> [INSTRUCTIONS TO FOLLOW] Take every line from the entries below that includes the word "triggers" and copy it.

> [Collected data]
=====

PR #25704, opened 2022-04-21
Update nuget package names

D63H:
In sample code blocks, Microsoft.Http.Extensions has been replaced with Microsoft.Extensions.Http

I am still new to GitHub and creating pull requests, so I am sorry if I did something wrong


guardrex:
Thanks ... I'll get to this ASAP ... I'm **_buried_** at the moment. ⛰️⛏️😅

guardrex (approved):
Thanks @D63H! 🚀

... and this is the only spot the whole doc set. I researched it back to see how it came in this way, and it looks like it was just a typo from a community-supplied PR that was trying to let devs know which namespace to add.

PR #25731, opened 2022-04-25
Changed end-of-sentence punctuation from : to .

aleksvujic:
In the documentation about [Microsoft authentication](https://docs.microsoft.com/en-us/aspnet/core/security/authentication/social/microsoft-logins?view=aspnetcore-6.0), there is a wrong punctuation at the end of the following sentence:

`You are now logged in using your Microsoft credentials:`

It should be:

`You are now logged in using your Microsoft credentials.`


guardrex (approved):
Thanks @aleksvujic! :rocket:

Issue #23737, opened 2021-11-04
Incomplete list of re-render triggers?


mrlife:
I am seeing re-rendering of a child component when none of the listed triggers have occurred.

If the list of triggers is missing something, can it be added? ...and if it isn't, hopefully the team will respond in the linked ticket.

ref: https://github.com/dotnet/aspnetcore/issues/38021

---
#### Document Details

⚠ *Do not edit this section. It is required for docs.microsoft.com ➟ GitHub issue linking.*

* ID: a8201d0b-a6c4-7656-a8d9-9ae1fee26d10
* Version Independent ID: 27742f9a-95e5-a2d0-aa54-0ef24cad3d2a
* Content: [ASP.NET Core Blazor component rendering](https://docs.microsoft.com/en-us/aspnet/core/blazor/components/rendering?view=aspnetcore-6.0#rendering-conventions-for-componentbase)
* Content Source: [aspnetcore/blazor/components/rendering.md](https://github.com/dotnet/AspNetCore.Docs/blob/main/aspnetcore/blazor/components/rendering.md)
* Product: **aspnet-core**
* Technology: **aspnetcore-blazor**
* GitHub Login: @guardrex
* Microsoft Alias: **riande**

guardrex:
It will take a while to get to this given the high priority issues right now. If you can set `ShouldRender` in the child without foul effects, that might be best (as a hack 🙈😄) for now until the PU can respond. They're all 🏃 like 😵 for the 6.0 release ... then will no doubt get slammed immediately after release with a ton of 6.0-related issues from devs adopting the new bits ... then no doubt be so 🧠 *brain fried* 🍳 that we won't hear from them until January.

guardrex:
I took a look at Artak's response to your engineering issue, and it seems that the behavior is by-design and that the docs describe the *general* behavior that they're happy with at this time. For example, [Rendering conventions for ComponentBase](https://docs.microsoft.com/aspnet/core/blazor/components/rendering#rendering-conventions-for-componentbase), aspects of rerendering mentioned in the *Lifecycle* topic, and notes on [Overwritten parameters in child components](https://docs.microsoft.com/aspnet/core/blazor/components/#overwritten-parameters). Of course, you have access to the reference source. The approach that the PU ("product unit") recommends for explicitly controlling rendering is via `ShouldRender`.

Side note: I can't download/open ZIP files here, so I can't see the app that you mentioned in the PU issue. Best to place projects for inspection at GH.

[...]

Issue #13610, opened 2019-08-01
Blazor Server App Short Name Changed in 3.0.0-preview7.19365.7


Just2Sour:
Getting Started step #3 uses the command dotnet new blazorserverside -o WebApplication1 for .NET Core CLI; however, the short name in this preview version is blazorserver.

---
#### Document Details

⚠ *Do not edit this section. It is required for docs.microsoft.com ➟ GitHub issue linking.*

* ID: c07e57dc-526f-9479-4695-de7d8f06eb9a
* Version Independent ID: 8226ed72-69b2-3c93-a931-218bd11cf9c8
* Content: [Get started with ASP.NET Core Blazor](https://docs.microsoft.com/en-us/aspnet/core/blazor/get-started?view=aspnetcore-3.0&tabs=netcore-cli#feedback)
* Content Source: [aspnetcore/blazor/get-started.md](https://github.com/aspnet/AspNetCore.Docs/blob/master/aspnetcore/blazor/get-started.md)
* Product: **aspnet-core**
* Technology: **aspnetcore-blazor**
* GitHub Login: @guardrex
* Microsoft Alias: **riande**

guardrex:
Hello @Just2Sour ... That will be for Pre8. We have it on https://github.com/aspnet/AspNetCore.Docs/pull/13536.

PR #25740, opened 2022-04-26
Clarify change detection

### LINKED ISSUE #23084: What is the official list of types that Blazor can automatically detect changes in Parameters to avoid re-rendering?

guardrex:
Fixes #23084 

Thanks @szalapski! 🚀 ... Sorry for the delay. We tend to work through the backlog in H1 of each year following a hectic end-of-year release cycle and the holidays.

For the *Binding* topic, I'm adding a cross-link to the *Rendering* topic, where the subject is covered. I think it could go either way ... it could be an INCLUDES file shared in both spots; however, this subject is bit more in-the-weeds ... more implementation-ish ... than perhaps binding needs to cover directly. For most devs in most scenarios, the change detection should ✨ **_Just Work!_**&trade; ✨. The *Rendering* topic comes up fairly fast in the reading list down the ToC, so they'll get there PDQ anyway. Let's try this. If more feedback comes in on the *Binding* topic asking for more detail earlier, then I'll make further mods.

Thanks again, @szalapski. Although the coverage is rather .... uh .... **_vague_** 😆 ... I hope this answers your question(s) and gets you to the right part of the reference source to see the framework's magic bits that make it happen.

### DIFF
--- a/aspnetcore/blazor/components/data-binding.md
+++ b/aspnetcore/blazor/components/data-binding.md
@@ -262,6 +262,7 @@ For an alternative approach suited to sharing data in memory and across componen
 
 ## Additional resources
 
+* [Parameter change detection and additional guidance on Razor component rendering](xref:blazor/components/rendering)
 * <xref:blazor/forms-validation>
 * [Binding to radio buttons in a form](xref:blazor/forms-validation#radio-buttons)
 * [Binding `InputSelect` options to C# object `null` values](xref:blazor/forms-validation#binding-inputselect-options-to-c-object-null-values)
@@ -457,6 +458,7 @@ For an alternative approach suited to sharing data in memory and across componen
 
 ## Additional resources
 
+* [Parameter change detection and additional guidance on Razor component rendering](xref:blazor/components/rendering)
 * <xref:blazor/forms-validation>
 * [Binding to radio buttons in a form](xref:blazor/forms-validation#radio-buttons)
 * [Binding `InputSelect` options to C# object `null` values](xref:blazor/forms-validation#binding-inputselect-options-to-c-object-null-values)
@@ -652,6 +654,7 @@ For an alternative approach suited to sharing data in memory and across componen
 
 ## Additional resources
 
+* [Parameter change detection and additional guidance on Razor component rendering](xref:blazor/components/rendering)
 * <xref:blazor/forms-validation>
 * [Binding to radio buttons in a form](xref:blazor/forms-validation#radio-buttons)
 * [Binding `InputSelect` options to C# object `null` values](xref:blazor/forms-validation#binding-inputselect-options-to-c-object-null-values)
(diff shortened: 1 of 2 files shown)


szalapski:
Thanks for these changes.  

>"For most devs in most scenarios, the change detection should ✨ Just Work!™ ✨. The Rendering topic comes up fairly fast in the reading list down the ToC, so they'll get there PDQ anyway."

I find this is perhaps too sweeping a statement and I doubt it to an extent.  I have [outlined the problem](http://www.szalapski.com/2022/03/is-your-blazor-site-rendering-thousands.html) and [my solution](http://www.szalapski.com/2022/03/avoiding-unnecessary-rendering-in-blazor.html) in these blog posts.  IF you have time to read them and think about them, I'd love to get your feedback and thoughts.

guardrex:
I don't agree based on doc feedback. Blazor is three years old, and this subject came up [only one other time](https://github.com/dotnet/AspNetCore.Docs/issues/23737). There was nothing to change for that issue based on the engineering remarks at the time. Idk tho for the PU more generally. They open issues for me when they get hit with the same question over and over. I think for most devs in most cases, they're getting the behavior for change detection that they want and/or expect OOB. Besides, the update now has the link to reference source, so they can see exactly what the framework is doing.

What you might do if you feel the framework isn't behaving well in at least some cases is open an issue with them to discuss it. If you do, please add ...

```
cc: @guardrex https://github.com/dotnet/AspNetCore.Docs/issues/23084
```

... to the bottom of your opening comment so that I follow along. I might re-open the original issue or create a new docs issue for doc work depending on what they say.

szalapski:
I think #13610 is the existing issue; I'll give more feedback there.

As for the doc, I appreciate the change, but I wish more examples of the types in question could be listed.  Just `int`, `string`, and `DateTime` really isn't enough.

szalapski:
Hmm, I am stuck.  https://github.com/dotnet/aspnetcore/issues/13610 is the existing issue but it doesn't allow comments in favor of https://github.com/dotnet/aspnetcore/issues/22432 which is much too broad and also closed.  How can I ask to reopen 13610 ?

szalapski:
> "Great, I  would like to add a patch PR to this PR for that API doc....UPDATE: Done!"

Where can I see this change?

guardrex:
It's just a cross-link ... nothing significant, really. It's on ...

https://github.com/dotnet/AspNetCore.Docs/pull/25741

... which is still open. If you see any other low-hanging fruit, you can pitch it before I merge that.

PR #25741, opened 2022-04-26
Improve Blazor change detection description

guardrex:
Addresses #23084

### DIFF
--- a/aspnetcore/blazor/components/rendering.md
+++ b/aspnetcore/blazor/components/rendering.md
@@ -28,17 +28,10 @@ By default, Razor components inherit from the <xref:Microsoft.AspNetCore.Compone
 
 Components inherited from <xref:Microsoft.AspNetCore.Components.ComponentBase> skip rerenders due to parameter updates if either of the following are true:
 
-* All of the parameters are of the following immutable types, whether nullable or nonnullable, and haven't changed since the previous set of parameters were set:
-
-  * <xref:System.DateTime>
-  * [`decimal`](xref:System.Decimal)
-  * <xref:System.Guid>
-  * [`string`](xref:System.String)
-  * <xref:System.Type>
-  * Any [primitive type](/dotnet/api/system.type.isprimitive)
+* All of the parameters are of known immutable types or any [primitive type](/dotnet/api/system.type.isprimitive), whether nullable or nonnullable, and haven't changed since the previous set of parameters were set.
 
   > [!NOTE]
-  > Blazor's framework uses a set of built-in rules, including the list of parameter types, for change detection. These rules are subject to change at any time. For more information, see the [`ChangeDetection` API in the ASP.NET Core reference source](https://github.com/dotnet/aspnetcore/blob/main/src/Components/Components/src/ChangeDetection.cs).
+  > Blazor's framework uses a set of built-in rules and parameter types for change detection. These rules and the types are subject to change at any time. For more information, see the [`ChangeDetection` API in the ASP.NET Core reference source](https://github.com/dotnet/aspnetcore/blob/main/src/Components/Components/src/ChangeDetection.cs).
   >
   > [!INCLUDE[](~/includes/aspnetcore-repo-ref-source-links.md)]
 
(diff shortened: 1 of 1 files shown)


guardrex:
@szalapski .... I agree ... let's try primitive and complex types. Just a sec ... I'm working on **THREE things** at once again 😨, which never goes well 🙈 with the docs!

guardrex:
mmmmmmmmmmmm 🤔 ... nah ... `DateTime` is a struct value type.

Let me come back to this tomorrow, Wednesday. I'm buried in other things at the moment and want to compose this better for the framework's logic with accurate wording and perhaps additional cross-links to API and/or C# Guide topics.

I'll mark this **_DRAFT_** for the moment.

szalapski:
Besides `string` and `DateTime`, what non-primitive types are in play here?  That would help me reason about this more.

guardrex:
The ones in the API AFAICT ...

https://github.com/dotnet/aspnetcore/blob/main/src/Components/Components/src/ChangeDetection.cs#L39-L43

Ok ... I'm going to return to this tomorrow ... I think ... if the sky doesn't fall between now and then. We have high priority Blazor Hybrid things to do these days ... and other emergencies come up regularly around here 🚑🚒🚓.

szalapski:
PERFECT.  Finally, the actual answer.
So I'd propose just being explicit and fully correct, perhaps:

* All of the parameters are of the types `string`, `decimal`, `DateTime`, `Guid`, the `Type` type itself, or any [primitive type](/dotnet/api/system.type.isprimitive), whether nullable or nonnullable), and haven't changed since the previous set of parameters were set.

guardrex:
That's already going in on the other PR, where it will say ...

> Blazor's framework uses a set of built-in rules for change detection, which are subject to change at any time. For more information, see the \[\`ChangeDetection\` API in the ASP.NET Core reference source](https://github.com/dotnet/aspnetcore/blob/main/src/Components/Components/src/ChangeDetection.cs).

szalapski:
Ah, I would not have associated that with where I need to go to see the detail of what types are relevant.  Can the two be tied together somehow, or the link repeated?

guardrex:
I don't follow ... "two" what? ... "repeated" where?

szalapski:
The two parts that we are talking about:  the documentation on the types and the link to show the detail of the types.  When in different paragraphs, the reader would not think to associate the two.

guardrex:
Yes, that's right. I was too 🏃 to look again at the code yesterday. I see what you mean now. I'll move the link and remarks on change detection API directly to the bullet point.

guardrex:
Last commit has the explicit list, but I really, *REALLY* don't like it. It's going to break 💥😢. I'm going to have to go 'see the API' on this one.

guardrex:
Ok ... I feel a lot better about the latest update. I'd like to leave this where it *probably* won't 💥 .... not where it probably will 😢. *Future generations will thank us!*

I opened an issue with Bill to ask what we can link the word "immutable" to at ...

**Immutable (vs mutable) types defined**
https://github.com/dotnet/docs/issues/29187

... so we'll hold here a sec to see what he says.

guardrex:
Yes, I think it will go with a *see note* approach, but it will use a dagger (&dagger;) to connect it. I'm awaiting feedback from Bill Wagner on this, and I'm going to go with whatever text he suggests. I'm also asking him if for the word "known" that this can say that's a type that implements `System.Type`.

guardrex:
Ok ... it's going to be discussed further for the C# Guide. We can go ahead here for now, and I'm going to open a follow-up docs issue to see what they figure out over there. The two concepts that we want to cross-link are ...

* known vs. unknown types
* immutable vs. mutable types

We'll let them figure out what to say and where to say it. I'll circle around on the new issue to cross-link these words, or I'll add a 'For more info, see ...'-type of remark.

The NOTE is attached to the bullet point, so the ref source cross-link isn't some disconnected bit of guidance.

The Binding topic now has a cross-link to this topic with suitable link text ...

> \[Parameter change detection and additional guidance on Razor component rendering](xref:blazor/components/rendering)

Ok ... I think we're good for now. Thanks again for your help, @szalapski! 🎸

PR #25743, opened 2022-04-26
Ra/shawnwilde/static files

### LINKED ISSUE #25744: asp-append-version only works for StaticFiles in wwwroot
### Is there an existing issue for this?

- [X] I have searched the existing issues

### Describe the bug

When I am adding a new `AddStaticFiles` middleware, the asp-append-version attribute only works if the file is in **wwwroot**.  My repro case has two AddStaticFiles:

```csharp
app.UseStaticFiles();
app.UseStaticFiles(new StaticFileOptions()
{
  FileProvider = new PhysicalFileProvider(
    Path.Combine(builder.Environment.ContentRootPath, @"Other"))
});
```

Then my index.cshtml has:

```razor
  <script src="~/js/site.js" asp-append-version="true"></script>
  <script src="~/site.js" asp-append-version="true"></script>
```

- The first script works fine (it is in `wwwroot/js/`).
- The second script renders without a version (it is in `/Other/`);

I suspect that this line in the DefaultFileVersionProvider is at fault:

https://github.com/dotnet/aspnetcore/blob/c85baf8db0c72ae8e68643029d514b2e737c9fae/src/Mvc/Mvc.Razor/src/Infrastructure/DefaultFileVersionProvider.cs#L72

### Expected Behavior

Both .js files should have versions (or at least a console message explaining why it isn't).

### Steps To Reproduce

See the repro here:

https://github.com/shawnwildermuth/AppendVersionRepro

Should see that the second .js file doesn't not get version appended.

### Exceptions (if any)

None.

### .NET Version

6.0.202

### Anything else?

Just using default ASP.NET Core version with .NET 6:

```
<Project Sdk="Microsoft.NET.Sdk.Web">

  <PropertyGroup>
    <TargetFramework>net6.0</TargetFramework>
    <Nullable>disable</Nullable>
    <ImplicitUsings>enable</ImplicitUsings>
  </PropertyGroup>

  <ItemGroup>
    <Content Include="Other\site.js">
      <ExcludeFromSingleFile>true</ExcludeFromSingleFile>
      <CopyToPublishDirectory>PreserveNewest</CopyToPublishDirectory>
    </Content>
  </ItemGroup>

</Project>

```

Rick-Anderson:
Fixes #25744
[Internal review URL](https://review.docs.microsoft.com/en-us/aspnet/core/fundamentals/static-files?view=aspnetcore-6.0&branch=pr-en-us-25743#serve-files-from-multiple-locations)


aspnetcore/fundamentals/static-files/samples/6.x/StaticFilesSample/Program.cs
```diff
@@ -385,7 +385,51 @@
...
+// Update the default provider.
+app.Environment.WebRootFileProvider = compositeProvider;
+
+app.UseStaticFiles();
+
+app.UseStaticFiles(new StaticFileOptions()
+{
+    FileProvider = new PhysicalFileProvider(
+             Path.Combine(builder.Environment.ContentRootPath, "MyStaticFiles"))
 });
```
Tratcher, line 433: You shouldn't need a second call to UseStaticFiles, the first one will look at WebRootFileProvider and check both locations from the CompositeFileProvider.

Tratcher (commented):
I see one doc that mentions this feature only works for content in wwwroot. @mkArtakMSFT are there other docs about customizing this?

=====

> [ANSWER FOR THE TASK]
Incomplete list of re-render triggers?
I am seeing re-rendering of a child component when none of the listed triggers have occurred.
If the list of triggers is missing something, can it be added? ...and if it isn't, hopefully the team will respond in the linked ticket.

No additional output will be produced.